BÜTÜN MÜMİNLER KARDEŞTİR VE BİR VÜCUDUN AZALARI GİBİDİR
“Kullarından bir kimse dünyada içki içer ve o günahından dolayı tövbe etmeden ölürse Allah da ahirette ona cennet şarabını içirmez” hadis-i şerifinden ders çıkarıp Hz. Muhammed Mustafa Efendimizin söylediklerine uymayı hiçbir zaman bırakmayalım. Bütün müminler de kardeştir ve bir vücudun azaları gibidir. Bir insan ‘elim koparsa kopsun’ diyemiyorsa biz de mümin kardeşlerimizi uyarmaktan geri kalamayız. İslam’ın hükümlerini söylemek, Allah’ın emir ve yasaklarını duyurmak, Resulullahın sünnetini anlatmak sadece biz hocaların görevi değil. Sizin de çevrenizde içki içen, harama bulaşan ve bazı günahlarda ısrar eden kimseler varsa, onları uyarın ve Hakk’a davet edin. Her müminin evvela ailesine, sonra akrabalarına, sonra çevresine ve sonra tüm dünyaya karşı görevleri, sorumlulukları var. O yüzden çevremizde içki içen biri varsa onu uyarıp, hemen tövbe etmesi gerektiğini söylemeliyiz. Peygamber Efendimiz bize bunu emrediyor.
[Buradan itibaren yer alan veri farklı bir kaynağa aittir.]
PR #180, opened 2023-02-17
Load waveform nb

md-arif-shaikh:
example notebook for loading waveforms of different origins


vijayvarma392:
- [ ] Can we change it so that the defaults like q, chi1, chi2, ecc, meanano, omega0 and approximant are not hard coded? Just specify in these in the example you give, and mention that: "As of Feb 2023, the only eccentric model available through LAL is EccentricTD, which does not include the merger, and is restricted to nonspinning BHs. We expect more eccentric models will be added in the future." image
- [ ]  I added this 
image, which I think is really helpful; we need to make things easy for the user. But, see next point.

- [ ]  I like the idea that `get_available_waveform_origins` tells you the functions, but can we make it even easier? Like: `get_available_waveform_origins` only tells you the list of origins. And a new function, like `get_load_waveform_docs(orgin)` prints out the help text based on origin? Then, replace my above line with `#get_load_waveform_docs('LAL')` and nobody needs to know which secret function gets used for which origin.
- [ ] Add this commented-out thing for the examples of all origins to make it easy for the user.
- [ ] Always have some comments like this (please add for other origins)
image
- [ ] Having just `LAL` as the label is confusing, include the approximant name.
- [ ] Change the location to `data/SXS_BBH_XXXX/LevX/rh..` to be more helpful 
image
- [ ] Same for the lvcnr one, use the path format in lvcnr repo to be more helpful. Also, is this a Toni waveform? We should try to use a waveform that is already in lvcnr so the user can just do the same without thinking.
image

test/test_example_notebooks.py
```diff
@@ -23,8 +23,11 @@ def test_example_notebooks():
     if len(notebooks_list) == 0:
         raise Exception("No notebooks found!")
 
+    no_test_list = [f"{git_home}/examples/load_waveform_demo.ipynb"]
```
vijayvarma392, line 26: For the sake of future Arif, always explain why you are doing non-obvious things like this.

md-arif-shaikh: Done

vijayvarma392:
Remove the highlighted part, now?
image

Please do another quick scan of everything in the notebook.

gw_eccentricity/load_data.py
```diff
@@ -174,22 +194,16 @@ def load_LAL_waveform(**kwargs):
         default is "EccentricTD".
```
vijayvarma392, line 194: What about this? Please do another read of the docs in this script to make sure everything is good.

vijayvarma392: A quick scan of the code is probably good. For example, we should not be saying "Stupid EccentricTD only works for finite ecc" in public code.

examples/load_waveform_demo.ipynb
```diff
@@ -0,0 +1,507 @@
...
+     },
+     "metadata": {},
+     "output_type": "display_data"
+    }
+   ],
+   "source": [
+    "# As of Feb 2023, the only time-domain eccentric model available through LAL is EccentricTD,\n",
+    "# which does not include the merger, and is restricted to nonspinning BHs.\n",
+    "# We expect more eccentric models will be added in the future.\n",
+    "kwargs = {\n",
```
vijayvarma392, line 203: Here, also say:
Note that EccentricTD only allows ecc > 1e-5, and ignores the mean_ano parameter.

gw_eccentricity/load_data.py
```diff
@@ -524,30 +534,33 @@ def load_lvcnr_waveform(**kwargs):
         returned.
 
     include_zero_ecc: bool
-        If True returns PhenomT waveform mode for same set of parameters
+        If True, returns PhenomT waveform mode for the same set of parameters
```
vijayvarma392, line 537: PhenomT should not be hard coded like this, right?
Please make sure there are no other inconsistencies of any kind.

gw_eccentricity/load_data.py
```diff
@@ -518,26 +518,38 @@ def get_defaults_for_nr():
 def load_lvcnr_waveform(**kwargs):
     """Load modes from lvcnr files.
 
+    Loading waveform modes from files in lvcnr format require the file
+    `SEOBNRv4ROM_v2.0.hdf5` in `LAL_DATA_PATH`.  NR simulation data is
+    compressed using ROM and saved in LVCNR format to reduce file size and the
+    above file is required to correctly interpolate the NR data while loading
+    the waveform modes.
```
vijayvarma392, line 525: Not quite right, I think it's also used to get the peak time for some reason.
Just simplify and say the same thing you say for zeroecc: Needs so and so file, get it from here, set LAL_DATA_PATH, etc.

gw_eccentricity/load_data.py
```diff
@@ -518,26 +518,38 @@ def get_defaults_for_nr():
...
-        If Momega0 = 0, uses the entire NR data. The actual Momega0 will be
-        returned.
+        If Momega0 = 0, uses the entire NR data.
 
     include_zero_ecc: bool
-        If True, returns PhenomT waveform mode for the same set of parameters
-        except eccentricity set to zero.
+        If True, returns zero eccentricity waveform mode (only (2, 2) mode) for
+        the same set of parameters except eccentricity set to zero.
+        The zero eccentricity waveform is generated using a waveform model
```
vijayvarma392, line 551: a waveform model --> the waveform model

vijayvarma392 (changes requested):

gw_eccentricity/load_data.py
md-arif-shaikh: Done

gw_eccentricity/load_data.py
md-arif-shaikh: Done

gw_eccentricity/load_data.py

vijayvarma392 (approved):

LANETLİ KİMSELERİN OLDUĞU YERE LANET YAĞAR
İçkiyle ilgili olarak bir başka tehlike de, içki içilen yer rahmet yağmaz. Sadece içki de değil kumar oynanan, zina yapılan yerlere de rahmet yağmaz. Öyle meclislerde bulunmak bile doğru değildir. Oradaki günahı işlemiyor olsan bile, orada içki, kumar ve zina gibi pis haramlar işleniyorsa Müslüman’ın orada durmaması gerekir. Tüm uyarılara rağmen bu günahlarda ısrar eden ve vazgeçmeyen melun insanlardan da uzak durun. Kimse bir insanın niyetini tam olarak bilemez ama aşikâr olarak günah işlemekte ısrar eden, hatasından dönmeyen, uyarılara rağmen geri adım atmayan insanlarla arkadaş olunmaz, komşu olunmaz. O tarz insanların kabrine bile gidilmez. Sonuç olarak büyük günahları işlemekte ısrar eden kimselere lanetlenir ve lanetli kimselerin olduğu yere lanet yağar!
Prof. Dr. Cevat Akşit.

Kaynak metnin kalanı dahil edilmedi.